- **Work to be completed**
Write out the records word for word.

- **Stored items**

Issue #499, opened 2016-04-29
Vendors are marked as small businesses


mtorres253:
As an admin user, I want to know whether a vendor is a small business because some auctions will only be available to small businesses, so I should see some indication of that.

Scenario: User is in Sam.gov and is a small business
Given that I am an admin user
And there are users who are in Sam.gov that are small businesses
When I view the users page (https://micropurchase.18f.gov/admin/users)
Then I should see a column labeled "Small Business"
And in that column I should see a value of "Yes" for that user

Scenario: User is in Sam.gov and is not a small business
Given that I am an admin user
And there are users who are in Sam.gov that are not small businesses
When I view the users page (https://micropurchase.18f.gov/admin/users)
Then I should see a column labeled "Small Business"
And in that column I should see a value of "No" for that user

Scenario: User is not in Sam.gov 
Given that I am an admin user
And there are users who are not in Sam.gov
When I view the users page (https://micropurchase.18f.gov/admin/users)
Then I should see a column labeled "Small Business"
And in that column I should see a value of "N/A" for that user

Note: This will require some kind of check in Sam.gov for members who have a DUNS number and who are in Sam.gov. We talked about doing this every day?

Also this: 18F/samwise#23 - bake in a status check so that we get only small businesses who are active.

harrisj:
Shouldn't this be closed?

jessieay:
this looks like it is finished. closing

PR #530, opened 2016-05-11
Add a small_business flag to users table

harrisj:
**This is not ready to be merged**. This is an implementation of #499 only and adds a column to the table and displays in the admin. I still need to fix the cucumber feature to be complete. Note that this does not cover setting the `small_business` flag from samwise, just displaying in the admin.

### DIFF
--- a/app/presenters/user_presenter.rb
+++ b/app/presenters/user_presenter.rb
@@ -23,6 +23,14 @@ class UserPresenter < SimpleDelegator
     "components/user_nav_drawer"
   end
 
+  def small_business_label
+    if model.sam_accepted?
+      small_business? ? 'Yes' : 'No'
+    else
+      'N/A'
+    end
+  end
+
   def model
     __getobj__
   end
--- a/db/migrate/20160510180328_add_small_biz_flag_to_users.rb
+++ b/db/migrate/20160510180328_add_small_biz_flag_to_users.rb
@@ -1,0 +1,5 @@
+class AddSmallBizFlagToUsers < ActiveRecord::Migration
+  def change
+    add_column :users, :small_business, :boolean, default: false, null: false
+  end
+end
--- a/features/step_definitions/admin_users_steps.rb
+++ b/features/step_definitions/admin_users_steps.rb
@@ -44,3 +44,24 @@ end
 Then(/^I expect the page to show me the number of admin users$/) do
   expect(page).to have_text("Admins (1)")
 end
+
+Then(/^I should see a column labeled "([^"]+)"$/) do |text|
+  find('th', text: text)
+end
+
+Given(/^there are various types of users in the system$/) do
+  @users = []
+
+  30.times do
+    has_duns = rand(4)
+    in_sam = has_duns && rand(4)
+    small_biz = in_sam && rand(4)
+
+    opts = { }
+    opts[:duns_number] = nil unless has_duns
+    opts[:sam_status] = :sam_accepted if in_sam
+    opts[:small_business] = true if small_biz
+
+    @users << FactoryGirl.create(:user, opts)
+  end
+end
--- a/features/step_definitions/admin_users_steps.rb
+++ b/features/step_definitions/admin_users_steps.rb
@@ -23,6 +23,12 @@ When(/^I click the edit user link next to the first non-admin user$/) do
   end
 end
 
+When(/^I click the edit user link next to the first admin user$/) do
+  within(:xpath, '/html/body/div/div/table[1]') do
+    click_on "Edit"
+  end
+end
+
 When(/^I check the 'Contracting officer' checkbox$/) do
   check('user_contracting_officer')
 end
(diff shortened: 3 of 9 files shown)


db/migrate/20160510180328_add_small_biz_flag_to_users.rb
```diff
@@ -0,0 +1,5 @@
+class AddSmallBizFlagToUsers < ActiveRecord::Migration
+  def change
+    add_column :users, :small_business, :boolean, default: false, null: false
```
jessieay: let's index on this too, since we're going to be querying on it. See section on "partial indexes" here http://rny.io/rails/postgresql/2013/08/20/postgresql-indexing-in-rails.html

features/step_definitions/admin_users_steps.rb
```diff
@@ -44,3 +44,24 @@
...
 end
+
+Then(/^I should see a column labeled "([^"]+)"$/) do |text|
+  find('th', text: text)
+end
+
+Given(/^there are various types of users in the system$/) do
+  @users = []
+
+  30.times do
```
jessieay: I think we can get the same spec result but much faster with just 2 user records

db/migrate/20160510180328_add_small_biz_flag_to_users.rb
harrisj: Well, I don't know how much we will be querying on it, but it will be used to identify if the current_user can bid on it.

features/step_definitions/admin_users_steps.rb
harrisj: I went a little overboard I will admit...

db/migrate/20160510180328_add_small_biz_flag_to_users.rb
jessieay: makes sense!

features/support/env.rb
```diff
@@ -4,6 +4,8 @@
 require 'cucumber/rspec/doubles'
 require 'capybara/poltergeist'
 require 'webmock/cucumber'
+require 'capybara-screenshot/cucumber'
```
jessieay: I thought we turned these off? I was accidentally committing them all the time, would be cool if we could have them turned on in specific envs instead of globally

features/step_definitions/admin_users_steps.rb
```diff
@@ -44,3 +50,32 @@
...
+Given(/^there is a user who is not in SAM.gov$/) do
+  @user = FactoryGirl.create(:user, sam_status: :sam_pending)
+end
+
+Then(/^I should see "([^"]+)" for the user in the "([^"]+)" column$/) do |value, column|
+  user_admin_columns = ['Name', 'Email', 'DUNS Number', 'SAM.gov status',
+                        'Small Business?', 'Github ID']
+
+  index = user_admin_columns.index(column)
+  fail 'Unrecognized column: #{column}' if index.nil?
```
jessieay: neat!

features/step_definitions/admin_users_steps.rb
```diff
@@ -44,3 +50,32 @@
...
+
+Given(/^there is a user in SAM.gov who is a small business$/) do
+  @user = FactoryGirl.create(:user, sam_status: :sam_accepted, small_business: true)
+end
+
+Given(/^there is a user who is not in SAM.gov$/) do
+  @user = FactoryGirl.create(:user, sam_status: :sam_pending)
+end
+
+Then(/^I should see "([^"]+)" for the user in the "([^"]+)" column$/) do |value, column|
```
jessieay: should we use this snazzy step for some of our existing feature specs? Looks like it was written for a general purpose but is just being used for "small business"

app/presenters/user_presenter.rb
```diff
@@ -11,6 +11,14 @@ def in_sam?
     model.sam_status
   end
 
+  def small_business_label
```
jessieay: maybe this should go in `admin_user_presenter` ?

features/support/env.rb
harrisj: For some reason they were being saved to the root directory. I explicitly have them saved to `tmp` in the app now and I think that's in the .gitignore

jessieay: 👍

jessieay:
just a couple small comments from me. looking great! 🐯

app/presenters/user_presenter.rb
harrisj: Ha, we don't have an AdminUserPresenter yet...

features/step_definitions/admin_users_steps.rb
harrisj: That's the idea... Note that it is currently tied to a specific table ID if you wanted to parameterize it even further...

adelevie:
rebased

features/step_definitions/admin_users_steps.rb
jessieay: do you think we should do that work in this PR, or wait until the other tests are being updated?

- **Answer section**
Issue #499, opened 2016-04-29
Vendors are marked as small businesses


mtorres253:
As an admin user, I want to know whether a vendor is a small business because some auctions will only be available to small businesses, so I should see some indication of that.

Scenario: User is in Sam.gov and is a small business
Given that I am an admin user
And there are users who are in Sam.gov that are small businesses
When I view the users page (https://micropurchase.18f.gov/admin/users)
Then I should see a column labeled "Small Business"
And in that column I should see a value of "Yes" for that user

Scenario: User is in Sam.gov and is not a small business
Given that I am an admin user
And there are users who are in Sam.gov that are not small businesses
When I view the users page (https://micropurchase.18f.gov/admin/users)
Then I should see a column labeled "Small Business"
And in that column I should see a value of "No" for that user

Scenario: User is not in Sam.gov 
Given that I am an admin user
And there are users who are not in Sam.gov
When I view the users page (https://micropurchase.18f.gov/admin/users)
Then I should see a column labeled "Small Business"
And in that column I should see a value of "N/A" for that user

Note: This will require some kind of check in Sam.gov for members who have a DUNS number and who are in Sam.gov. We talked about doing this every day?

Also this: 18F/samwise#23 - bake in a status check so that we get only small businesses who are active.

harrisj:
Shouldn't this be closed?

jessieay:
this looks like it is finished. closing

PR #530, opened 2016-05-11
Add a small_business flag to users table

harrisj:
**This is not ready to be merged**. This is an implementation of #499 only and adds a column to the table and displays in the admin. I still need to fix the cucumber feature to be complete. Note that this does not cover setting the `small_business` flag from samwise, just displaying in the admin.

### DIFF
--- a/app/presenters/user_presenter.rb
+++ b/app/presenters/user_presenter.rb
@@ -23,6 +23,14 @@ class UserPresenter < SimpleDelegator
     "components/user_nav_drawer"
   end
 
+  def small_business_label
+    if model.sam_accepted?
+      small_business? ? 'Yes' : 'No'
+    else
+      'N/A'
+    end
+  end
+
   def model
     __getobj__
   end
--- a/db/migrate/20160510180328_add_small_biz_flag_to_users.rb
+++ b/db/migrate/20160510180328_add_small_biz_flag_to_users.rb
@@ -1,0 +1,5 @@
+class AddSmallBizFlagToUsers < ActiveRecord::Migration
+  def change
+    add_column :users, :small_business, :boolean, default: false, null: false
+  end
+end
--- a/features/step_definitions/admin_users_steps.rb
+++ b/features/step_definitions/admin_users_steps.rb
@@ -44,3 +44,24 @@ end
 Then(/^I expect the page to show me the number of admin users$/) do
   expect(page).to have_text("Admins (1)")
 end
+
+Then(/^I should see a column labeled "([^"]+)"$/) do |text|
+  find('th', text: text)
+end
+
+Given(/^there are various types of users in the system$/) do
+  @users = []
+
+  30.times do
+    has_duns = rand(4)
+    in_sam = has_duns && rand(4)
+    small_biz = in_sam && rand(4)
+
+    opts = { }
+    opts[:duns_number] = nil unless has_duns
+    opts[:sam_status] = :sam_accepted if in_sam
+    opts[:small_business] = true if small_biz
+
+    @users << FactoryGirl.create(:user, opts)
+  end
+end
--- a/features/step_definitions/admin_users_steps.rb
+++ b/features/step_definitions/admin_users_steps.rb
@@ -23,6 +23,12 @@ When(/^I click the edit user link next to the first non-admin user$/) do
   end
 end
 
+When(/^I click the edit user link next to the first admin user$/) do
+  within(:xpath, '/html/body/div/div/table[1]') do
+    click_on "Edit"
+  end
+end
+
 When(/^I check the 'Contracting officer' checkbox$/) do
   check('user_contracting_officer')
 end
(diff shortened: 3 of 9 files shown)


db/migrate/20160510180328_add_small_biz_flag_to_users.rb
```diff
@@ -0,0 +1,5 @@
+class AddSmallBizFlagToUsers < ActiveRecord::Migration
+  def change
+    add_column :users, :small_business, :boolean, default: false, null: false
```
jessieay: let's index on this too, since we're going to be querying on it. See section on "partial indexes" here http://rny.io/rails/postgresql/2013/08/20/postgresql-indexing-in-rails.html

features/step_definitions/admin_users_steps.rb
```diff
@@ -44,3 +44,24 @@
...
 end
+
+Then(/^I should see a column labeled "([^"]+)"$/) do |text|
+  find('th', text: text)
+end
+
+Given(/^there are various types of users in the system$/) do
+  @users = []
+
+  30.times do
```
jessieay: I think we can get the same spec result but much faster with just 2 user records

db/migrate/20160510180328_add_small_biz_flag_to_users.rb
harrisj: Well, I don't know how much we will be querying on it, but it will be used to identify if the current_user can bid on it.

features/step_definitions/admin_users_steps.rb
harrisj: I went a little overboard I will admit...

db/migrate/20160510180328_add_small_biz_flag_to_users.rb
jessieay: makes sense!

features/support/env.rb
```diff
@@ -4,6 +4,8 @@
 require 'cucumber/rspec/doubles'
 require 'capybara/poltergeist'
 require 'webmock/cucumber'
+require 'capybara-screenshot/cucumber'
```
jessieay: I thought we turned these off? I was accidentally committing them all the time, would be cool if we could have them turned on in specific envs instead of globally

features/step_definitions/admin_users_steps.rb
```diff
@@ -44,3 +50,32 @@
...
+Given(/^there is a user who is not in SAM.gov$/) do
+  @user = FactoryGirl.create(:user, sam_status: :sam_pending)
+end
+
+Then(/^I should see "([^"]+)" for the user in the "([^"]+)" column$/) do |value, column|
+  user_admin_columns = ['Name', 'Email', 'DUNS Number', 'SAM.gov status',
+                        'Small Business?', 'Github ID']
+
+  index = user_admin_columns.index(column)
+  fail 'Unrecognized column: #{column}' if index.nil?
```
jessieay: neat!

features/step_definitions/admin_users_steps.rb
```diff
@@ -44,3 +50,32 @@
...
+
+Given(/^there is a user in SAM.gov who is a small business$/) do
+  @user = FactoryGirl.create(:user, sam_status: :sam_accepted, small_business: true)
+end
+
+Given(/^there is a user who is not in SAM.gov$/) do
+  @user = FactoryGirl.create(:user, sam_status: :sam_pending)
+end
+
+Then(/^I should see "([^"]+)" for the user in the "([^"]+)" column$/) do |value, column|
```
jessieay: should we use this snazzy step for some of our existing feature specs? Looks like it was written for a general purpose but is just being used for "small business"

app/presenters/user_presenter.rb
```diff
@@ -11,6 +11,14 @@ def in_sam?
     model.sam_status
   end
 
+  def small_business_label
```
jessieay: maybe this should go in `admin_user_presenter` ?

features/support/env.rb
harrisj: For some reason they were being saved to the root directory. I explicitly have them saved to `tmp` in the app now and I think that's in the .gitignore

jessieay: 👍

jessieay:
just a couple small comments from me. looking great! 🐯

app/presenters/user_presenter.rb
harrisj: Ha, we don't have an AdminUserPresenter yet...

features/step_definitions/admin_users_steps.rb
harrisj: That's the idea... Note that it is currently tied to a specific table ID if you wanted to parameterize it even further...

adelevie:
rebased

features/step_definitions/admin_users_steps.rb
jessieay: do you think we should do that work in this PR, or wait until the other tests are being updated?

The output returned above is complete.